PR #664, opened 2018-05-03
Decompose `BlockResponse` [ECR-46]

SerhiiOryshych:
TODO:
- [x] Add sandbox test.
- [x] With invalid `precommits`
- [x] With invalid `tx_order`


exonum/src/node/consensus.rs
```diff
@@ -556,9 +550,16 @@ impl NodeHandler {
...
         // Go to handle full propose if we get last transaction
         for (hash, round) in full_proposes {
-            self.remove_request(&RequestData::Transactions(hash));
+            self.remove_request(&RequestData::TransactionsForPropose(hash));
             self.handle_full_propose(hash, round);
         }
+
+        let full_blocks = self.state.check_incomplete_blocks(hash);
+        // Go to handle full block if we get last transaction
+        for (hash, block) in full_blocks {
```
slowli: I'm *so* confused by this code. Can there be multiple blocks committed here? If yes, how does this work? If no, why use a cycle?

exonum/src/node/consensus.rs
```diff
@@ -770,6 +771,22 @@ impl NodeHandler {
                     ).raw()
                         .clone()
                 }
+                RequestData::TransactionsForBlock(ref block_hash) => {
+                    let txs: Vec<_> = self.state
+                        .incomplete_block(block_hash)
+                        .unwrap()
+                        .unknown_txs()
```
slowli: What's the guarantee that transactions are still unknown at this point? (I understand that this question pertains to `ProposeState` as well.)

exonum/src/node/state.rs
```diff
@@ -690,6 +722,11 @@ impl State {
         self.blocks.get(hash)
     }
 
+    /// Returns incomplete block with the specified hash.
+    pub fn incomplete_block(&self, hash: &Hash) -> Option<&IncompleteBlock> {
```
slowli: Can there be several incomplete blocks? Do they correspond to different heights? (The answer seems to be no, given that the `incomplete_blocks` container is cleared on transition to a new height.) I thought that an incomplete block is pushed into the structure only if its `BlockResponse` is verified to be authorized by a supermajority of validators; i.e., multiple blocks indicate Byzantine collusion.

exonum/src/node/state.rs
```diff
@@ -752,6 +790,25 @@ impl State {
...
     }
 
+    /// Checks whether some blocks are waiting for this transaction.
+    /// Returns a list of blocks that don't contain unknown transactions.
+    ///
+    /// Transaction is ignored if the following criteria are fulfilled:
+    ///
+    /// - transaction isn't contained in unknown transaction list of any blocks
+    /// - transaction isn't a part of block
+    pub fn check_incomplete_blocks(&mut self, tx_hash: Hash) -> Vec<(Hash, IncompleteBlock)> {
```
slowli: Method name is misleading, as it not only checks, but also mutates the state. I'd suggest a name like `remove_unknown_transaction`.

exonum/src/node/state.rs
```diff
@@ -863,6 +920,38 @@ impl State {
         }
     }
 
+    /// Finds unknown transactions in the block.
+    pub fn unknown_block_txs(
```
slowli: The method name is misleading, as it mutates the state. I'd suggest something like `create_incomplete_block`.

exonum/src/node/state.rs
```diff
@@ -863,6 +920,38 @@ impl State {
...
+        txs: &MapIndex<&&Snapshot, Hash, RawMessage>,
+        txs_pool: &KeySetIndex<&&Snapshot, Hash>,
+    ) -> Result<&IncompleteBlock, failure::Error> {
+        match self.incomplete_blocks.entry(msg.block().hash()) {
+            Entry::Occupied(..) => bail!("Block already found"),
+            Entry::Vacant(e) => {
+                let mut unknown_txs = HashSet::new();
+                for hash in msg.transactions() {
+                    if txs.get(hash).is_some() {
+                        if !txs_pool.contains(hash) {
```
slowli: I don't quite understand the reasoning to use `bail` here. If the `BlockResponse` is authenticated properly (which seems to be the case when the method is called from `handle_block`), then this should be a fundamental error.

exonum/src/node/state.rs
```diff
@@ -754,6 +797,23 @@ impl State {
         full_proposes
     }
 
+    /// Checks whether some blocks are waiting for this transaction.
```
slowli: This comment seemingly doesn't correspond to the method.

exonum/src/node/state.rs
```diff
@@ -754,6 +797,23 @@ impl State {
...
+    ///
+    /// Transaction is ignored if the following criteria are fulfilled:
+    ///
+    /// - transaction isn't contained in unknown transaction list of any blocks
+    /// - transaction isn't a part of block
+    pub fn remove_unknown_transaction(&mut self, tx_hash: Hash) -> Option<IncompleteBlock> {
+        if let Some(ref mut incomplete_block) = self.incomplete_block {
+            incomplete_block.unknown_txs.remove(&tx_hash);
+            if incomplete_block.unknown_txs.is_empty() {
+                return Some(incomplete_block.clone());
```
slowli: Is cloning really required here? That is, can `self.incomplete_block` be used by other code after it is returned from this method?

exonum/src/node/state.rs
```diff
@@ -865,6 +925,43 @@ impl State {
...
     }
 
+    /// Finds unknown transactions in the block.
+    pub fn create_incomplete_block(
+        &mut self,
+        msg: &BlockResponse,
+        txs: &MapIndex<&&Snapshot, Hash, RawMessage>,
+        txs_pool: &KeySetIndex<&&Snapshot, Hash>,
+    ) -> Result<bool, failure::Error> {
+        if let Some(ref incomplete_block) = self.incomplete_block {
```
slowli: Could it make sense to move this check to `handle_block` before heavyweight operations (e.g., signature verification), and ensure that `self.incomplete_block` is `None` here?

exonum/src/messages/protocol.rs
```diff
@@ -361,3 +362,15 @@ messages! {
         height: Height,
     }
 }
+
+impl BlockResponse {
+    /// Verify Merkle root of transactions in the block.
+    pub fn verify_tx_hash(&self) -> bool {
+        let db = MemoryDB::new();
```
DarkEld3r: I'm a little bit concerned about creating `MemoryDB` here, but probably it is OK.

exonum/src/node/consensus.rs
```diff
@@ -311,6 +297,35 @@ impl NodeHandler {
...
 
+    /// Executes and commits block. This function is called when node has full block information.
+    pub fn handle_full_block(&mut self, msg: &BlockResponse) {
+        let block = msg.block();
+        let block_hash = block.hash();
+
+        if self.state.block(&block_hash).is_none() {
+            let (block_hash, patch) =
+                self.create_block(block.proposer_id(), block.height(), msg.transactions());
+            // Verify block_hash
```
DarkEld3r: Please add a dot here. :upside_down_face:

exonum/src/node/state.rs
```diff
@@ -239,7 +251,8 @@ impl RequestData {
         #![cfg_attr(feature = "cargo-clippy", allow(match_same_arms))]
         let ms = match *self {
             RequestData::Propose(..) => PROPOSE_REQUEST_TIMEOUT,
-            RequestData::Transactions(..) => TRANSACTIONS_REQUEST_TIMEOUT,
+            RequestData::TransactionsForPropose(..) => TRANSACTIONS_REQUEST_TIMEOUT,
```
popzxc: Maybe `RequestData::TransactionsForPropose(..) | RequestData::TransactionsForBlock => TRANSACTIONS_REQUEST_TIMEOUT` to highlight the fact that those timeouts are the same?

exonum/src/node/state.rs
```diff
@@ -851,6 +909,35 @@ impl State {
         }
     }
 
+    /// Finds unknown transactions in the block.
+    pub fn create_incomplete_block(
```
popzxc: Since this function can panic, please add a note about it to the docs (like it's done in `add_prevote`). 
BTW, should it really panic? Maybe `error!(...)` will be enough here?

exonum/src/node/state.rs
```diff
@@ -851,6 +909,35 @@ impl State {
...
+                    )
+                }
+            } else {
+                unknown_txs.insert(*hash);
+            }
+        }
+
+        self.incomplete_block = Some(IncompleteBlock {
+            msg: msg.clone(),
+            unknown_txs: unknown_txs.clone(),
```
popzxc: As I can see, we are cloning `unknown_txs` here just to check that it's not empty below. It can easily be avoided, e.g.:
```
let response = Ok(!unknown_txs.is_empty());
self.incomplete_block = Some(IncompleteBlock {
    msg: msg.clone(),
    unknown_txs: unknown_txs,
});
response
```

exonum/src/node/state.rs
```diff
@@ -851,6 +910,36 @@ impl State {
...
+            }
+        }
+
+        let response = Ok(!unknown_txs.is_empty());
+        self.incomplete_block = Some(IncompleteBlock {
+            msg: msg.clone(),
+            unknown_txs,
+        });
+
+        response
```
slowli: Nit: can be expressed more succinctly with `self.incomplete_block.has_unknown_txs()`. Alternatively, you may return `&IncompleteBlock` instead of `bool`; IMO, it would be more understandable semantically.

exonum/src/node/consensus.rs
```diff
@@ -550,11 +565,18 @@ impl NodeHandler {
...
+        // Go to handle full propose if we get last transaction.
         for (hash, round) in full_proposes {
-            self.remove_request(&RequestData::Transactions(hash));
+            self.remove_request(&RequestData::ProposeTransactions(hash));
             self.handle_full_propose(hash, round);
         }
+
+        let full_block = self.state.remove_unknown_transaction(hash);
+        // Go to handle full block if we get last transaction
+        if full_block.is_some() {
```
slowli: `if let` could be better here; it allows to eliminate `full_block.unwrap()` later.

exonum/src/node/consensus.rs
```diff
@@ -767,6 +789,21 @@ impl NodeHandler {
                     ).raw()
                         .clone()
                 }
+                RequestData::BlockTransactions => {
+                    let txs: Vec<_> = match self.state.incomplete_block() {
+                        Some(incomplete_block) => {
+                            incomplete_block.unknown_txs().iter().cloned().collect()
+                        }
+                        None => Vec::new(),
```
slowli: Does it make sense to make a `TransactionsRequest` with empty tx list?

exonum/src/node/state.rs
slowli: Sorry for the confusion :sweat:  If I don't miss anything, the situation can occur only if a qualified majority of validators decided to include some transaction in the blockchain twice. This is a reason for panic, imo; we don't have a valid way to arrive to this point and don't know how to deal with such a transaction.

exonum/src/messages/protocol.rs
vldm: @SerhiiOryshych  can we create task about removing `MemoryDb`?

exonum/src/sandbox/consensus.rs
```diff
@@ -3156,6 +3254,164 @@ fn handle_block_response_tx_in_pool() {
...
+        VALIDATOR_2,
+        HEIGHT_ONE,
+        ROUND_ONE,
+        &propose.hash(),
+        &block1.hash(),
+        sandbox.time().into(),
+        sandbox.s(VALIDATOR_2),
+    );
+    // Precommit with invalid block hash.
+    let precommit_3 = Precommit::new(
```
vldm: Can you name this variable as `precommit_for_other_block` for example, or other more verbose name?

exonum/src/node/consensus.rs
```diff
@@ -245,33 +223,41 @@ impl NodeHandler {
...
         if self.state.block(&block_hash).is_none() {
-            // Verify transactions
-            let tx_hashes = if let Some(res) = self.validate_block_transactions(msg) {
-                self.blockchain
-                    .merge(res.1)
-                    .expect("Unable to save transaction to persistent pool.");
-                res.0
-            } else {
+            if !msg.verify_tx_hash() {
+                error!("Received block has wrong root hash, msg={:?}", msg);
```
vldm: "root hash" is strange message, can we rewrite it as "received block with invalid tx_hashes" or something more DevOps friendly?

exonum/src/node/consensus.rs
```diff
@@ -141,101 +141,86 @@ impl NodeHandler {
...
 
-        trace!("Handle block");
-
         let block = msg.block();
         let block_hash = block.hash();
 
         // TODO add block with greater height to queue (ECR-171)
         if self.state.height() != block.height() {
-            return;
+            return Err(format!("Received block hash another height, msg={:?}", msg));
```
vldm: fix msg

exonum/src/node/consensus.rs
```diff
@@ -311,6 +285,35 @@ impl NodeHandler {
         }
     }
 
+    /// Executes and commits block. This function is called when node has full block information.
+    pub fn handle_full_block(&mut self, msg: &BlockResponse) {
```
popzxc: Please document `panic!(..)` here too.

exonum/src/node/consensus.rs
```diff
@@ -141,137 +141,111 @@ impl NodeHandler {
...
-        Some((tx_hashes, fork.into_patch()))
-    }
-
-    /// Handles the `Block` message. For details see the message documentation.
-    // TODO write helper function which returns Result (ECR-123)
-    #[cfg_attr(feature = "flame_profile", flame)]
-    pub fn handle_block(&mut self, msg: &BlockResponse) {
-        // Request are sent to us
+    fn validate_block_response(&self, msg: &BlockResponse) -> Result<(), String> {
+        // Request are sent to us.
```
popzxc: Either `Request is` or `Requests are`.
And I suggest to make comment more verbose, e.g. `Check that request is sent to us` (or remove it completely, the next line is pretty self-explanatory).

SerhiiOryshych:
@slowli @DarkEld3r Created a separate task for testing these changes: https://jira.bf.local/browse/ECR-1625. Of course it must be done before the next release.

exonum/src/node/consensus.rs
```diff
@@ -767,6 +780,21 @@ impl NodeHandler {
                     ).raw()
                         .clone()
                 }
+                RequestData::BlockTransactions => {
+                    let txs: Vec<_> = match self.state.incomplete_block() {
```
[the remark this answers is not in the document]
DarkEld3r: @slowli Personally I like reduced visual noise. Additionally I suppose that Clippy will produce warnings at "non-ergonomic match expressions" (which can be suppressed of course).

===============

> WHAT THE TASK ASKS:
Count the lines in the entries where the string "TransactionsForBlock" appears, and report only the number.

> REPLY TO THE TASK:
2